Country,UniqueCustomers
United Kingdom,392
Germany,9
France,5
EIRE,3
Portugal,2
Australia,1
Belgium,1
Iceland,1
Italy,1
Japan,1


Most customers are based in the UK, followed by Germany. In contrast, the majority of other countries have only a single customer each. Knowing the customer base by country informs marketing strategies.
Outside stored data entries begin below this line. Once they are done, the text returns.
PR #12469, opened 2025-12-24
[v4] Improve invitations API

Mohamad-Mortada:
## Summary of the problem
Create doesn't work due to not being exempted from `set_invitation` and we cant index org invites and cant delete org invites

## Describe your changes
Fixed create
added destroy method
added ability to index event invites


app/controllers/api/v4/invitations_controller.rb
```diff
@@ -6,11 +6,17 @@ class InvitationsController < ApplicationController
       include SetEvent
 
       skip_after_action :verify_authorized, only: [:index]
-      before_action :set_invitation, except: [:index]
+      before_action :set_invitation, except: [:index, :create]
```
Luke-Oldenburg: I think it might make a bit more sense to use an only here.
```suggestion
      before_action :set_invitation, only: [:show, :destroy]
```

app/controllers/api/v4/invitations_controller.rb
```diff
@@ -6,11 +6,17 @@ class InvitationsController < ApplicationController
...
       before_action :set_api_event, only: [:create]
 
       def index
-        @invitations = current_user.organizer_position_invites.pending
+        if params[:event_id]
```
Luke-Oldenburg:
```suggestion
        if params[:organization_id]
```

app/controllers/api/v4/invitations_controller.rb
Luke-Oldenburg, line 1: **unrelated**: this should probably be renamed to `organizer_position_invites_controller.rb`.

app/controllers/api/v4/invitations_controller.rb
```diff
@@ -28,7 +34,7 @@ def create
           return render json: { error: "User is already an organizer" }, status: :unprocessable_entity
         end
 
-        if @event.organizer_position_invites.pending.exists?(email: params[:email])
+        if @event.organizer_position_invites.pending.joins(:user).where(users: { email: params[:email] }).exists?
           return render json: { error: "User already has a pending invitation" }, status: :unprocessable_entity
         end
```
Luke-Oldenburg: The model already has validations for `not_already_organizer` and `not_already_invited`.

app/controllers/api/v4/invitations_controller.rb
```diff
@@ -61,12 +67,22 @@ def reject
...
+        render json: { message: "Invitation successfully deleted" }, status: :ok
+      end
+
       private
 
       def set_invitation
         @invitation = authorize OrganizerPositionInvite.find_by_public_id(params[:id]) || OrganizerPositionInvite.friendly.find(params[:id])
 
-        if @invitation.cancelled? || @invitation.rejected? || @invitation.user != current_user
+        if @invitation.cancelled? || @invitation.rejected? || (@invitation.user != current_user && action_name != "destroy")
```
Luke-Oldenburg: This if statement doesn't feel right.

Luke-Oldenburg (dismissed):

app/controllers/api/v4/invitations_controller.rb
Mohamad-Mortada: I believe `event_id` is our more standard usage in the codebase

app/controllers/api/v4/invitations_controller.rb
Mohamad-Mortada: imo this provides cleaner error responses

app/controllers/api/v4/invitations_controller.rb
Luke-Oldenburg: We are migrating to `organization_id` moving forwards. Old APIs have support for `event_id` as backwards compatibility but all APIs should support `organization_id`.

app/controllers/api/v4/invitations_controller.rb
Luke-Oldenburg: I don't think it is worth the added complexity. We should be returning the model errors.

Mohamad-Mortada: Model errors don't return a JSON error message tho right? I believe it would just return a 500 or 400

Luke-Oldenburg: Model errors have a method to get the text from them.

app/controllers/api/v4/invitations_controller.rb
garyhtou: `@invitation.cancelled? || @invitation.rejected?` can stay, but the logic behind `@invitation.user != current_user && action_name != "destroy"` should be moved into Pundit

Mohamad-Mortada:
```suggestion
        if @invitation.cancelled? || @invitation.rejected?
```

app/controllers/api/v4/invitations_controller.rb
```diff
@@ -6,19 +6,24 @@ class InvitationsController < ApplicationController
...
       skip_after_action :verify_authorized, only: [:index]
-      before_action :set_invitation, except: [:index]
+      before_action :set_invitation, only: [:show, :destroy]
       before_action :set_api_event, only: [:create]
 
       def index
-        @invitations = current_user.organizer_position_invites.pending
+        if params[:organization_id]
+          set_api_event
+          authorize @event
```
Luke-Oldenburg: This will call `EventPolicy#index?`

app/controllers/api/v4/invitations_controller.rb
```diff
@@ -46,12 +51,22 @@ def reject
...
+          raise ActiveRecord::RecordInvalid.new(@invitation)
+        end
+
+        render json: { message: "Invitation successfully deleted" }, status: :ok
+      end
+
       private
 
       def set_invitation
         @invitation = authorize OrganizerPositionInvite.find_by_public_id(params[:id]) || OrganizerPositionInvite.friendly.find(params[:id])
```
Luke-Oldenburg:
```suggestion
        @invitation = OrganizerPositionInvite.find_by_public_id(params[:id]) || OrganizerPositionInvite.friendly.find(params[:id])
        authorize @invitation
```

app/controllers/api/v4/invitations_controller.rb
```diff
@@ -46,12 +51,22 @@ def reject
...
 
-        if @invitation.cancelled? || @invitation.rejected? || @invitation.user != current_user
+        if @invitation.cancelled? || @invitation.rejected?
```
Luke-Oldenburg, line 69: What's the reasoning for this change?

YodaLightsabr (approved):

app/controllers/api/v4/invitations_controller.rb
Luke-Oldenburg: For posterity: this was removed because `ActiveRecord::RecordNotFound` was the incorrect error to be raising.

PR #12477, opened 2025-12-27
Create `Column:: OperatingBalanceJob`

sampoder:
Closes https://github.com/hackclub/hcb/issues/12175

Screenshot 2025-12-28 at 12 01 55 AM

And don't worry (like me) - this is not prod data!

### DIFF
--- a/app/jobs/column/operating_balance_job.rb
+++ b/app/jobs/column/operating_balance_job.rb
@@ -1,0 +1,18 @@
+# frozen_string_literal: true
+
+module Column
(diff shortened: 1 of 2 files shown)


Luke-Oldenburg (commented):
We should make this account for the chance that there is a transfer in progress.

sampoder:
> We should make this account for the chance that there is a transfer in progress.

Haven't been able to think of a clean way of doing this but if it starts to be a regular edge case, I'll find a way.

PR #12479, opened 2025-12-28
[v4] Add card grant expiration field

Mohamad-Mortada:
Added 'expires_on' to the card grant JSON response cuz why not?


YodaLightsabr (approved):
Looks good!

PR #12482, opened 2025-12-29
[v4] Added check creation to API

Mohamad-Mortada:
## Summary of the problem
Can't issue checks on mobile

## Describe your changes
Added index, show, and create routes for checks


sampoder (approved):
lgtm!

app/controllers/api/v4/checks_controller.rb
```diff
@@ -0,0 +1,71 @@
...
+        )
+
+        authorize @check
+
+        if @check.amount > SudoModeHandler::THRESHOLD_CENTS
+          return render json: {
+            error: "invalid_operation",
+            messages: ["Checks above the sudo mode threshold of #{ApplicationController.helpers.render_money(SudoModeHandler::THRESHOLD_CENTS)} are not allowed via API."]
+          }, status: :bad_request
+        end
```
Luke-Oldenburg, line 49: This should be a model validation.

app/models/increase_check.rb
```diff
@@ -63,6 +63,9 @@ class IncreaseCheck < ApplicationRecord
   include PublicActivity::Model
   tracked owner: proc{ |controller, record| controller&.current_user }, event_id: proc { |controller, record| record.event.id }, only: [:create]
 
+  include PublicIdentifiable
+  set_public_id_prefix :icheck
```
Luke-Oldenburg:
```suggestion
  set_public_id_prefix :ick
```

app/controllers/api/v4/checks_controller.rb
Mohamad-Mortada: No it shouldnt, its an API only thing

PR #12483, opened 2025-12-29
[V4 API] Revoken' some tokens

24c02:
sometimes people leak their tokens! 
spending all their money shouldn't be the only thing a finder can do with them...
this PR adds a `POST /api/v4/user/revoke` endpoint for [hackclub/revoker](https://github.com/hackclub/revoker) that nukes the current token from orbit.


Mohamad-Mortada (approved):
lgtm!

PR #12490, opened 2025-12-29
Fix application error and maintenance mode icons

afonsoingles:
## Summary of the problem

The icons in application-error and maintenance mode were using the old CDN that broke :(

## Describe your changes

I changed these icons to the new cdn


garyhtou (approved):
thank you!

PR #12495, opened 2025-12-30
[Policy] Improve defaults for safety

Luke-Oldenburg:
## Summary of the problem

We should default all undefined policies to false.

### DIFF
--- a/app/policies/application_policy.rb
+++ b/app/policies/application_policy.rb
@@ -29,7 +29,7 @@ class ApplicationPolicy
   end
 
   def edit?
-    false
+    update?
   end
 
   def destroy?
--- a/app/policies/application_policy.rb
+++ b/app/policies/application_policy.rb
@@ -21,7 +21,7 @@ class ApplicationPolicy
   end
 
   def new?
-    false
+    create?
   end
 
   def update?
--- a/app/policies/application_policy.rb
+++ b/app/policies/application_policy.rb
@@ -13,7 +13,7 @@ class ApplicationPolicy
   end
 
   def show?
-    scope.where(id: record.id).exists?
+    false
   end
 
   def create?
@@ -21,7 +21,7 @@ class ApplicationPolicy
   end
 
   def new?
-    create?
+    false
   end
 
   def update?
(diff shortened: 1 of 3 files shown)


app/policies/application_policy.rb
```diff
@@ -13,23 +13,23 @@ def index?
...
   end
 
   def update?
     false
   end
 
   def edit?
-    update?
+    false
   end
```
sampoder, line 33: We should keep these the same as they were before. They are already false.

app/policies/application_policy.rb
```diff
@@ -13,23 +13,23 @@ def index?
...
 
   def show?
-    scope.where(id: record.id).exists?
+    false
   end
```
sampoder, line 17: should at least still show it for admins

garyhtou: I believe we should keep it false by default. We should ideally require that all policies are explicitly defined and not choose to fallback to ApplicationPolicy.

## What is the average order value per invoice?
The subquery calculates the total order value for each invoice by summing the product of Quantity and UnitPrice, while filtering out negative quantities and using a HAVING clause to ensure only invoices with positive total values are included. The outer query then applies the AVG function to compute the average order value across all qualifying invoices. Finally, the ROUND function is used to present the result with two decimal places for clarity.

In [91]:
%%sql
SELECT 
    ROUND(AVG(OrderValue), 2) AS AvgOrderValue
FROM (
    SELECT 
        InvoiceNo,
        SUM(Quantity * UnitPrice) AS OrderValue
    FROM data
    WHERE Quantity > 0
    GROUP BY InvoiceNo
    HAVING SUM(Quantity * UnitPrice) > 0
) sub;

 * mysql+mysqldb://root:***@localhost/retail
1 rows affected.


AvgOrderValue
510.82


The average order value across all transactions is £510.82. This suggests that customers tend to place relatively large orders, which could be due to bulk buying behavior or the nature of the products being sold. Average order value helps assess customer spending behavior.